◆ PROBLEM STATEMENT ◆
Give back, word for word, the line that contains "Add undo to WPFTweaksXboxRemoval" and every line that follows it in the data below.

*** Block opens ***

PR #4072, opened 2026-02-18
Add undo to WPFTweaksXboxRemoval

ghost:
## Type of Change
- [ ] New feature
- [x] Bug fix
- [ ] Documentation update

*** Block closes ***

◆ EXERCISE RESPONSE ◆
Add undo to WPFTweaksXboxRemoval

ghost:
## Type of Change
- [ ] New feature
- [x] Bug fix
- [ ] Documentation update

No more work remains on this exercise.